PR #316, opened 2021-02-11
Chore: Replace UUID with React UID for persistent IDs

beau-charman:
https://github.com/thearnica/react-uid#readme

The uuid package was rendering new ids on every render (bad for a component like Video where the progress causes re-renders), so this has been replaced with React UID.

Snapshots updated to accommodate this.

### DIFF
--- a/src/components/Checkbox/Checkbox.js
+++ b/src/components/Checkbox/Checkbox.js
@@ -1,37 +1,37 @@
 import React, { forwardRef } from 'react';
 import PropTypes from 'prop-types';
 import cx from 'classnames';
-import { v4 as uuidv4 } from 'uuid';
+import { useUID } from 'react-uid';
 import styles from './Checkbox.module.css';
 
 const Checkbox = forwardRef(
   (
     {
-      className,
       checkboxClassName,
+      className,
       content,
       contentClassName,
       dataTestRef,
       errorMessage,
       id: idProp,
-      isEnabled,
+      isEnabled = true,
       name,
       onChange,
-      theme,
+      theme = 'dark',
     },
     ref,
   ) => {
+    const uid = useUID();
+    const inputId = idProp || uid;
+    const errorMessageId = `${inputId}-error-message`;
     const baseClassSet = cx(styles.base, className);
+    const contentClassSet = cx(styles.content, styles[theme], contentClassName);
     const checkboxClassSet = cx(
       styles.checkBox,
       styles[theme],
       { [styles.hasError]: errorMessage },
       checkboxClassName,
     );
-    const contentClassSet = cx(styles.content, styles[theme], contentClassName);
-
-    const inputId = idProp || uuidv4();
-    const errorMessageId = `${inputId}-error-message`;
 
     return (
       <div>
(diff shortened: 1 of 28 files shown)


src/components/Checkbox/Checkbox.js
```diff
@@ -74,17 +74,4 @@ Checkbox.propTypes = {
   theme: PropTypes.oneOf(['dark', 'light']),
 };
 
-Checkbox.defaultProps = {
```
MkMan, line 77: Wouldn't this remove them from the [documentation section in Storybook](https://aesop.github.io/aesop-gel/?path=/docs/form-elements-checkbox--base-component#api)?

src/components/TextInputV2/TextInputV2.js
```diff
@@ -102,7 +103,7 @@ TextInputV2.propTypes = {
   dataTestRef: PropTypes.string,
   errorMessage: PropTypes.string,
   id: PropTypes.string,
-  isDisabled: PropTypes.bool,
+  isDisabled: PropTypes.bool /* @TODO can we please make this isEnabled */,
```
MkMan, line 106: What's the reason for preferring `isEnabled` over `isDisabled`? Personally, I assume that any component is enabled unless I explicitly disable it. `isDisabled` also maps nicer with the `disabled` attribute.

MkMan (approved):

src/components/Checkbox/Checkbox.js
beau-charman: No, another piece of engineering work I want to pitch is starting to remove `defaultProps`, as mentioned in https://github.com/aesop/aesop-gel/pull/314 where this change originated. 


> The new storybook also takes into account default function properties now when generating docs, so I am starting the process of removing `defaultProps` from components, as it is too verbose and too much implementation detail.

src/components/TextInputV2/TextInputV2.js
beau-charman: Happy to have a call about this, it's hard to explain here, but basically the API should be consistent. I have explained this a few times in past PRs. Keeping the API as 'truthy', 'positive', 'shouldBe', 'has', 'is' but default means there are no ambiguities around what `!` would do to a variable.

------------------------------------------------------------

Task goal — Every record must appear in the answer exactly as it appears above.

Solution to the exercise —
PR #316, opened 2021-02-11
Chore: Replace UUID with React UID for persistent IDs

beau-charman:
https://github.com/thearnica/react-uid#readme

The uuid package was rendering new ids on every render (bad for a component like Video where the progress causes re-renders), so this has been replaced with React UID.

Snapshots updated to accommodate this.

### DIFF
--- a/src/components/Checkbox/Checkbox.js
+++ b/src/components/Checkbox/Checkbox.js
@@ -1,37 +1,37 @@
 import React, { forwardRef } from 'react';
 import PropTypes from 'prop-types';
 import cx from 'classnames';
-import { v4 as uuidv4 } from 'uuid';
+import { useUID } from 'react-uid';
 import styles from './Checkbox.module.css';
 
 const Checkbox = forwardRef(
   (
     {
-      className,
       checkboxClassName,
+      className,
       content,
       contentClassName,
       dataTestRef,
       errorMessage,
       id: idProp,
-      isEnabled,
+      isEnabled = true,
       name,
       onChange,
-      theme,
+      theme = 'dark',
     },
     ref,
   ) => {
+    const uid = useUID();
+    const inputId = idProp || uid;
+    const errorMessageId = `${inputId}-error-message`;
     const baseClassSet = cx(styles.base, className);
+    const contentClassSet = cx(styles.content, styles[theme], contentClassName);
     const checkboxClassSet = cx(
       styles.checkBox,
       styles[theme],
       { [styles.hasError]: errorMessage },
       checkboxClassName,
     );
-    const contentClassSet = cx(styles.content, styles[theme], contentClassName);
-
-    const inputId = idProp || uuidv4();
-    const errorMessageId = `${inputId}-error-message`;
 
     return (
       <div>
(diff shortened: 1 of 28 files shown)


src/components/Checkbox/Checkbox.js
```diff
@@ -74,17 +74,4 @@ Checkbox.propTypes = {
   theme: PropTypes.oneOf(['dark', 'light']),
 };
 
-Checkbox.defaultProps = {
```
MkMan, line 77: Wouldn't this remove them from the [documentation section in Storybook](https://aesop.github.io/aesop-gel/?path=/docs/form-elements-checkbox--base-component#api)?

src/components/TextInputV2/TextInputV2.js
```diff
@@ -102,7 +103,7 @@ TextInputV2.propTypes = {
   dataTestRef: PropTypes.string,
   errorMessage: PropTypes.string,
   id: PropTypes.string,
-  isDisabled: PropTypes.bool,
+  isDisabled: PropTypes.bool /* @TODO can we please make this isEnabled */,
```
MkMan, line 106: What's the reason for preferring `isEnabled` over `isDisabled`? Personally, I assume that any component is enabled unless I explicitly disable it. `isDisabled` also maps nicer with the `disabled` attribute.

MkMan (approved):

src/components/Checkbox/Checkbox.js
beau-charman: No, another piece of engineering work I want to pitch is starting to remove `defaultProps`, as mentioned in https://github.com/aesop/aesop-gel/pull/314 where this change originated. 


> The new storybook also takes into account default function properties now when generating docs, so I am starting the process of removing `defaultProps` from components, as it is too verbose and too much implementation detail.

src/components/TextInputV2/TextInputV2.js
beau-charman: Happy to have a call about this, it's hard to explain here, but basically the API should be consistent. I have explained this a few times in past PRs. Keeping the API as 'truthy', 'positive', 'shouldBe', 'has', 'is' but default means there are no ambiguities around what `!` would do to a variable.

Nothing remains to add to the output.